La société AMC a, par lettre recommandée du 15 février 2019, mis en demeure la société [N] et M. [N] de s’acquitter de ces factures ; en réponse, ces derniers ont, par courrier recommandé du 21 février 2019, demandé à la gérance de la société AMC d’inscrire leur retrait à la date du 7 avril 2018, jour de réception de la lettre sollicitant le retrait, d’y donner effet à la date du 7 mai 2018, d’annuler toute facturation au titre des forfaits des vols au 7 mai 2018, notamment l’acompte n° 19010007 d’un montant de 51 975 euros au 1er janvier 2019, et de leur communiquer, dès son établissement, le bilan de l’exercice 2018 afin de procéder à la liquidation de leurs droits financiers.

Par exploit du 16 avril 2019, la société [N] et M. [N] ont fait assigner la société AMC devant le tribunal de commerce de Montpellier en vue d’obtenir l’annulation de la résolution n° 6 de l’assemblée générale du 21 juin 2018, la condamnation sous astreinte de la société AMC à inscrire la notification de leur retrait et à y donner effet au 4 mai 2018, la condamnation de la même à communiquer le bilan de l’exercice 2018 et l’annulation des factures des 1er juin 2018 et 1er janvier 2019.

Sur le pourvoi formé par la société [N] à l’encontre de l’arrêt du 23 janvier 2018, la Cour de cassation a, par arrêt du 18 mars 2020, cassé et annulé cet arrêt, sauf en ce qu’il a dit recevable l’appel et irrecevable l’exception de nullité portant sur l’assemblée générale du 10 juin 2010.

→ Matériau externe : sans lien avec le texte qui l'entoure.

PR #3004, opened 2016-12-21
Do not hardcode openshift_image_tag

smunilla:
It is no longer necessary for us to hardcode openshift_image_tag to
'3.1.1.6' and we can now set it to 3.1.

Fixes Bug 1406713

### DIFF
--- a/utils/src/ooinstall/openshift_ansible.py
+++ b/utils/src/ooinstall/openshift_ansible.py
@@ -127,8 +127,7 @@ def write_inventory_vars(base_inventory, lb):
             "openshift_master_cluster_public_hostname={}\n".format(lb.public_hostname))
 
     if CFG.settings.get('variant_version', None) == '3.1':
-        # base_inventory.write('openshift_image_tag=v{}\n'.format(CFG.settings.get('variant_version')))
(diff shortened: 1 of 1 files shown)


sdodson:
@dgoodwin now that we have v3.1 tags available this is safe to do, correct?

utils/src/ooinstall/openshift_ansible.py
```diff
@@ -127,8 +127,7 @@ def write_inventory_vars(base_inventory, lb):
             "openshift_master_cluster_public_hostname={}\n".format(lb.public_hostname))
 
     if CFG.settings.get('variant_version', None) == '3.1':
-        # base_inventory.write('openshift_image_tag=v{}\n'.format(CFG.settings.get('variant_version')))
-        base_inventory.write('openshift_image_tag=v{}\n'.format('3.1.1.6'))
+        base_inventory.write('openshift_image_tag=v{}\n'.format(CFG.settings.get('variant_version')))
```
dgoodwin: Doesn't look quite right, I think you might want to be setting "openshift_release=v3.1", the image tag is meant to be precise.

PR #3018, opened 2016-12-26
Support openshift_node_port_range for configuring service NodePorts

smarterclayton:

Discovered while testing e2e runs against a real cluster.


DanyC97:
@smarterclayton i guess this PR can be closed as duplicate of #3023 ?

smarterclayton:
Moving to #3096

Postérieurement, le tribunal de commerce, par jugement du 4 novembre 2020, a notamment :

– condamné la société AMC à inscrire la notification du retrait de la société [N] et de M. [N] au 4 avril 2018 et à y donner ainsi effet au 4 mai 2018, sous astreinte de 100 euros par jour de retard à compter du 30ème jour de la signification du jugement,

– condamné la société AMC à communiquer à la société [N] et à M. [N] le bilan de l’exercice 2018, afin de procéder à la liquidation de leurs droits financiers, conformément à l’article 15. 3, alinéas 9 et 10 des statuts,

– annulé les factures n° 18 06 00 07 et n° 19 01 00 07,

– ordonné à la société AMC de ne plus émettre de factures subséquentes à l’ordre de la société [N] et de M. [N] au titre de l’abonnement des heures de vol,

– ordonné l’exécution provisoire,

– condamné la société AMC à payer à la société [N] et à M. [N] la somme de 2500 au titre de l’article 700 du code de procédure civile,

– débouté la société [N] et M. [N] du surplus de leurs demandes.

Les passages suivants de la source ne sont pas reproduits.